DATASET START

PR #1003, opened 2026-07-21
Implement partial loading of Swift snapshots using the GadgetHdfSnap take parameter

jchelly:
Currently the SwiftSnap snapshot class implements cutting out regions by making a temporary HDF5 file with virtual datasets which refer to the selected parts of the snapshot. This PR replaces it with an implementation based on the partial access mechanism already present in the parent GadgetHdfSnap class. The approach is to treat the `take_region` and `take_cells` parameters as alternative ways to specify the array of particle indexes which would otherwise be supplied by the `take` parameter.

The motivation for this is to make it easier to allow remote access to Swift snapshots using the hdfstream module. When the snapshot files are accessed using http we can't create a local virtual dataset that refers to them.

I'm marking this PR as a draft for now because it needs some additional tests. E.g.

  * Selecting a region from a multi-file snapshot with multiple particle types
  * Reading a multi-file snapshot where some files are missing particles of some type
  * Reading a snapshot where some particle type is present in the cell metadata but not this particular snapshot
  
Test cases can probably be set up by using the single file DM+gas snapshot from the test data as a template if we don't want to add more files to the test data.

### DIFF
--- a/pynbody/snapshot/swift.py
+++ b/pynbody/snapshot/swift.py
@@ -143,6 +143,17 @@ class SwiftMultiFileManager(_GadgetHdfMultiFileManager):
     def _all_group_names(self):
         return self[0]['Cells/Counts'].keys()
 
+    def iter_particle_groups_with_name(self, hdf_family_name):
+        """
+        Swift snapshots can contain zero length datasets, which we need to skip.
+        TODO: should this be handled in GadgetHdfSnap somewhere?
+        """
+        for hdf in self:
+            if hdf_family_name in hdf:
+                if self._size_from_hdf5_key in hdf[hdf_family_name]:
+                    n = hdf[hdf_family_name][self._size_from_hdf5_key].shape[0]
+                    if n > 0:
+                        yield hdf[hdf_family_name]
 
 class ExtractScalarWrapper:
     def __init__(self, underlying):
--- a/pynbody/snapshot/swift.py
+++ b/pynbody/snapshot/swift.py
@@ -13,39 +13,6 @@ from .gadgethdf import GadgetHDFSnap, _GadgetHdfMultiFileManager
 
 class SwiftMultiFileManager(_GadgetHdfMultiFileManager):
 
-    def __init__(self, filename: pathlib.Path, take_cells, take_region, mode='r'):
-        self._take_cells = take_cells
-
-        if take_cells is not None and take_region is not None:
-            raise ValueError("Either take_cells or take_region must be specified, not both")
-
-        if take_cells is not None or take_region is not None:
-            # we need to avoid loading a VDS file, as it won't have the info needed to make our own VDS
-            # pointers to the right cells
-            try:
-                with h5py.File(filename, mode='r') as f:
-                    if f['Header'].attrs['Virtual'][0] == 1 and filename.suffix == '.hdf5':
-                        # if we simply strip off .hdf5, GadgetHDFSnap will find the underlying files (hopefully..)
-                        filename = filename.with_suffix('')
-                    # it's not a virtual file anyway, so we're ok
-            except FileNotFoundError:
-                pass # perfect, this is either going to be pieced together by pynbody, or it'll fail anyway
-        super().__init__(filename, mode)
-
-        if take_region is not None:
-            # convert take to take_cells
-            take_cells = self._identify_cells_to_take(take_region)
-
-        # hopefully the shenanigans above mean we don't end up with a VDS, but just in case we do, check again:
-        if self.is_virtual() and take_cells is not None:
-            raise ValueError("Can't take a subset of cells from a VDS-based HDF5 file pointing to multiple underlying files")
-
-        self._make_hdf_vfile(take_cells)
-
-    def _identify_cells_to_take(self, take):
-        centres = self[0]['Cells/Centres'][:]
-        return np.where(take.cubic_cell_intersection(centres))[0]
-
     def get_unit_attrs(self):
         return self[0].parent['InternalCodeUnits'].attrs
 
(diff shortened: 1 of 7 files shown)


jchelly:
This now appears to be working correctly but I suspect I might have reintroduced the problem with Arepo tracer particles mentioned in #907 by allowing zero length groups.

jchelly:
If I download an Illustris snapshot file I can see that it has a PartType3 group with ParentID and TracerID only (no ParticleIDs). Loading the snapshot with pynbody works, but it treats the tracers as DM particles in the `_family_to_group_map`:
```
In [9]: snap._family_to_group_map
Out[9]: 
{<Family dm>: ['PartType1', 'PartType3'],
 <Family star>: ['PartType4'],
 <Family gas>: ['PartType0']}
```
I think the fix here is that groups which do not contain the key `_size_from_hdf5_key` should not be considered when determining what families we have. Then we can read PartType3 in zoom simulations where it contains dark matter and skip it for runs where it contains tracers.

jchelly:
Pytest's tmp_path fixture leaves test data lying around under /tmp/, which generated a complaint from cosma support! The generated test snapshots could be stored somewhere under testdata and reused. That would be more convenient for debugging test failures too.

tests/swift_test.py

DATASET END
DATASET START

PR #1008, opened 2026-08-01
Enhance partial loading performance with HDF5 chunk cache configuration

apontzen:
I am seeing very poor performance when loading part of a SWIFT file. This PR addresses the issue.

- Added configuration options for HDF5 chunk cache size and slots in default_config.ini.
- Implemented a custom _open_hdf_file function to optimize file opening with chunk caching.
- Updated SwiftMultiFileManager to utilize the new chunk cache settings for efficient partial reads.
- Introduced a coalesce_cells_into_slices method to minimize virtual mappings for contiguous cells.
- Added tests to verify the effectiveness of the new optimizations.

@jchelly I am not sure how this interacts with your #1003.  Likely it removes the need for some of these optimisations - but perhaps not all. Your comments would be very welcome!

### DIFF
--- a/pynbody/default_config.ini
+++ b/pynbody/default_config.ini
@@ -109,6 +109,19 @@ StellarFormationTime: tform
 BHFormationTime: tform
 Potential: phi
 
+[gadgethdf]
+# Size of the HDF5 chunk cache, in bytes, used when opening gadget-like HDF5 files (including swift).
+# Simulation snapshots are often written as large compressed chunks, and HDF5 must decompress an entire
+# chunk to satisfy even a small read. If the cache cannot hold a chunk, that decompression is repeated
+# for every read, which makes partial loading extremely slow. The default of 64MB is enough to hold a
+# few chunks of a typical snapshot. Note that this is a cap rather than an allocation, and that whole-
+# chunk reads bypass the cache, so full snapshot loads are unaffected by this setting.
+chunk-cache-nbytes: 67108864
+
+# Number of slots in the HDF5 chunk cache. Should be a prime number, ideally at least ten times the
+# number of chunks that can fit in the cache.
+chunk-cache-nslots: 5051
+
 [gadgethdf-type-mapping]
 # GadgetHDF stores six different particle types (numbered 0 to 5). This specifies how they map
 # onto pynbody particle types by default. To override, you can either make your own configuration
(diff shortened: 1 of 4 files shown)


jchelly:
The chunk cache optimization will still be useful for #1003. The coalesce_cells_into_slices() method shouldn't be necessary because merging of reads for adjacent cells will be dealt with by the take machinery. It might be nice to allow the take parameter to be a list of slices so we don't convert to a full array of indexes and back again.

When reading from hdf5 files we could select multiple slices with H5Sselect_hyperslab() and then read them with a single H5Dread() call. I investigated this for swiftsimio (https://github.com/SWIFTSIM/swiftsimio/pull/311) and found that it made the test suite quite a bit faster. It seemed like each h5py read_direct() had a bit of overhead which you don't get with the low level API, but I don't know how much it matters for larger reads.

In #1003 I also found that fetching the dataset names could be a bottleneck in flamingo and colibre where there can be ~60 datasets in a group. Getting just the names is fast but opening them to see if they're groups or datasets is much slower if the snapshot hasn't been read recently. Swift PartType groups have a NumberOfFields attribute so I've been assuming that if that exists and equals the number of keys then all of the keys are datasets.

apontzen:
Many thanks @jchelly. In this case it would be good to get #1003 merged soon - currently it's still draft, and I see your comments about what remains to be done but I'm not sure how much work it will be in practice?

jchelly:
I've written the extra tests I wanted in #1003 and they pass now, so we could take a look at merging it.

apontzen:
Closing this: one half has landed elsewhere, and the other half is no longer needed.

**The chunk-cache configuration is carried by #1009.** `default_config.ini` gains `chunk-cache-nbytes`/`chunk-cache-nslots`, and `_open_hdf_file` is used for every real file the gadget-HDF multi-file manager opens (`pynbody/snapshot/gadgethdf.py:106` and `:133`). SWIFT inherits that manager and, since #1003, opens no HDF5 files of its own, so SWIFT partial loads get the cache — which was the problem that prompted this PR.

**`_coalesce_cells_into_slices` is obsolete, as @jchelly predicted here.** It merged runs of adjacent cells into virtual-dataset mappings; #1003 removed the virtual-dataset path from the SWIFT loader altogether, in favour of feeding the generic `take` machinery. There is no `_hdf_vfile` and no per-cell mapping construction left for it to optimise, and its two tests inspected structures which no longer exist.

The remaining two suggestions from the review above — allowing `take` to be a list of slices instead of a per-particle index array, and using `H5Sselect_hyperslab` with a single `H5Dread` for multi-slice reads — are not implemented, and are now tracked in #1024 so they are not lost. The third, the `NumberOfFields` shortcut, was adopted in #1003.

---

DATASET END

◆ AIM OF THE EXERCISE: Every line above that carries the string "particles" should be copied.

◆ OUTPUT:
  * Reading a multi-file snapshot where some files are missing particles of some type
This now appears to be working correctly but I suspect I might have reintroduced the problem with Arepo tracer particles mentioned in #907 by allowing zero length groups.
If I download an Illustris snapshot file I can see that it has a PartType3 group with ParentID and TracerID only (no ParticleIDs). Loading the snapshot with pynbody works, but it treats the tracers as DM particles in the `_family_to_group_map`:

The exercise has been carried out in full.